PR #2293, opened 2019-12-18
Message only has text/html MIME parts

hlohaus:

See: https://forum.shopware.com/discussion/57909/shopware-e-mails-erhalten-negative-spam-einschaetzung-durch-spamassassin

### 6. Checklist


soebbing:
Hi @hlohaus, what do you think about a litte parsing of the HTM mail? Something like `br2nl` plus `striptags` to still contain the content of the mail without cluttering the textmail with html.

hlohaus:
Not really nice. So the shop admin of no controlling of plain text.

shyim:
The normal user will not understand why has to write the same text two times

PR #2296, opened 2020-01-03
Encode arrays passed to routing assembly which are otherwise lost

pascalheidmann:
Try passing an array to the Router assemble method. Using the default generator & matcher the array values will be lost.

Encode array values

Run `Shopware()->Container()->get('router')->assemble(['foo' => ['test' => 'value']]);`
The resulting url will be looking something like this: `https://example.tld/index/index/foo/`
The value of foo is lost.

### 6. Checklist

### DIFF
--- a/engine/Shopware/Components/Routing/Generators/DefaultGenerator.php
+++ b/engine/Shopware/Components/Routing/Generators/DefaultGenerator.php
@@ -63,17 +63,9 @@ class DefaultGenerator implements GeneratorInterface
             unset($params['_seo']);
         }
 
-        $module = isset($params[$context->getModuleKey()])
-            ? $params[$context->getModuleKey()]
-            : $this->dispatcher->getDefaultModule();
-
-        $controller = isset($params[$context->getControllerKey()])
-            ? $params[$context->getControllerKey()]
-            : $this->dispatcher->getDefaultControllerName();
-
-        $action = isset($params[$context->getActionKey()])
-            ? $params[$context->getActionKey()]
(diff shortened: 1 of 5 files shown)


engine/Shopware/Components/Routing/Generators/DefaultGenerator.php
```diff
@@ -94,7 +86,7 @@ public function generate(array $params, Context $context)
 
         foreach ($params as $key => $value) {
             $route[] = $key;
-            $route[] = $value;
+            $route[] = is_array($value) || is_object($value) ? http_build_query($value) : $value;
```
shyim: Is there any specific reason why allowing objects? It feels wrong building that as query parameters

pascalheidmann: To allow using `\StdClass`. Otherwise, yes, no real reason besides that `http_build_query` allows objects to be passed ;)
I can remove it but then: what should happen with an object as this will silently fail again?

shyim: What about a trigger_error with an E_USER_DEPRECATED. And with 5.7 a exception.

pascalheidmann: Good point. I have added the triggering and modified the test accordingly. As this required replacing the _error_handler_ I had to move it to its own testfile to be able to clean up afterwards.

shyim:

PR #2299, opened 2020-01-15
add invoiceShippingTaxRate to order Whitelist

in-voker:
If the invoiceShippingTaxRate is not in whitelist, it's not possible to create an order with the API and set the tax rate for shipping. (default is always 0)

add the invoiceShippingTaxRate to whitelist of the order api

none

### 6. Checklist


soebbing:
Hi @in-voker, thank you for your PR! Could you please also modify the tests in `\Shopware\Tests\Functional\Components\Api\OrderTest` to make sure the field is being imported and returned on requests?

PR #2333, opened 2020-03-16
New order filter "supplier"

pascalheidmann:
Sometimes filtering orders by article number isn't enough.

This PR is based on an internal ticket from us done by @NilsEvers and adds a new `suppliers` filter to order list.

### 6. Checklist


shyim:
Please test your changes also with enabled Elasticsearch backend. These filters have to work in both.

pascalheidmann:
@shyim after digging for at least 1 hour around I cannot find a useful way to make this feature available with ES. But this is a result of the flat structure which already makes filtering by details (and therefore by article) not possible with ES which is already part of shopware for years.

I can hide those fields on ES installations if this would make support easier ;)

shyim:
Can you add a test case for your new filter option? I will build the Elasticsearch part then after importing

shyim:

PR #2334, opened 2020-03-18
Seo remove comments

hlohaus:

https://forum.shopware.com/discussion/comment/267138/#Comment_267138

1. The new "http compression" is slow. Use the default compression for esi elements too.
2. Add the config to the performance module.

see: 1.

open:

view-source:https://www.arktis.de/widgets/emotion/index/emotionId/338/controllerName/index

see that the source code is not optimized.

### 6. Checklist


engine/Shopware/Controllers/Backend/Performance.php
```diff
@@ -571,6 +571,7 @@ protected function prepareConfigData()
                 'disableArticleNavigation',
                 'http2Push',
                 'minifyHtml',
+                'seoremovecomments',
```
mitelg, line 574: where is this new config used?

hlohaus: It's not new.  It used as sSEOREMOVECOMMENTS.

shyim:
Hey @hlohaus ,
can you please fill the pull request template?

Sadrak:
Hi, i wrote a simple test and the performance is way better with this change, but also the sSEOREMOVECOMMENTS removed whitespaces in script|pre|textarea, so this is destructive! Also #2337 ist 4x faster than #2334.

Also the name is missleading. sSEOREMOVECOMMENTS should only remove comments i guess.

Perhaps we should combine both PR #2334 and #2337 to one proper solution.

Also i don't understand why the checkout should not be optimized?!

Edit: perhaps i am stupid, but this PR did not change the underlying html compress algo at all? I am simple confused now.

What this PR make exactly?

hlohaus:
yes, but:

1. sSEOREMOVECOMMENTS would be executed in default. so i can't be more destructive.
2. The name is missleading, yes, but that was it before too.
3. the checkout was not optimized before too.

Maybe we can add an interface for controllers to exclude them.

shyim:
Hey,
Can you remove the configuration from the Basic settings? The configuration should be only located in one module.

jonashrem:
I still see, the html compressor beeing slow

grafik

can we have another look into this PR (or other possibilities)

mitelg:
hey @jonashrem 

feel free to create another PR or create a ticket for that :slightly_smiling_face:

Sadrak:
@mitelg 

i provided everything to the shopware devs to fix this bug. This is kind of mean to ask for more help ... please simple fix it or stay at wontfix (https://github.com/shopware/shopware/pull/2337#issuecomment-827589053).

mitelg:
hey @Sadrak 

I didn't want to be mean :slightly_smiling_face: I was not aware of the other PR and the resulting ticket on our side, sorry for that!

If you still need the HTML compression, you may want to add information to the ticket, which is still TODO, what you need as extensions points here, so it would be possible to implement an own solution with a plugin.

Sadrak:
Hello @mitelg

What you have to do.
Identify and extract each line of the listing that contains "passed".

Answer box.
Encode arrays passed to routing assembly which are otherwise lost
pascalheidmann: To allow using `\StdClass`. Otherwise, yes, no real reason besides that `http_build_query` allows objects to be passed ;)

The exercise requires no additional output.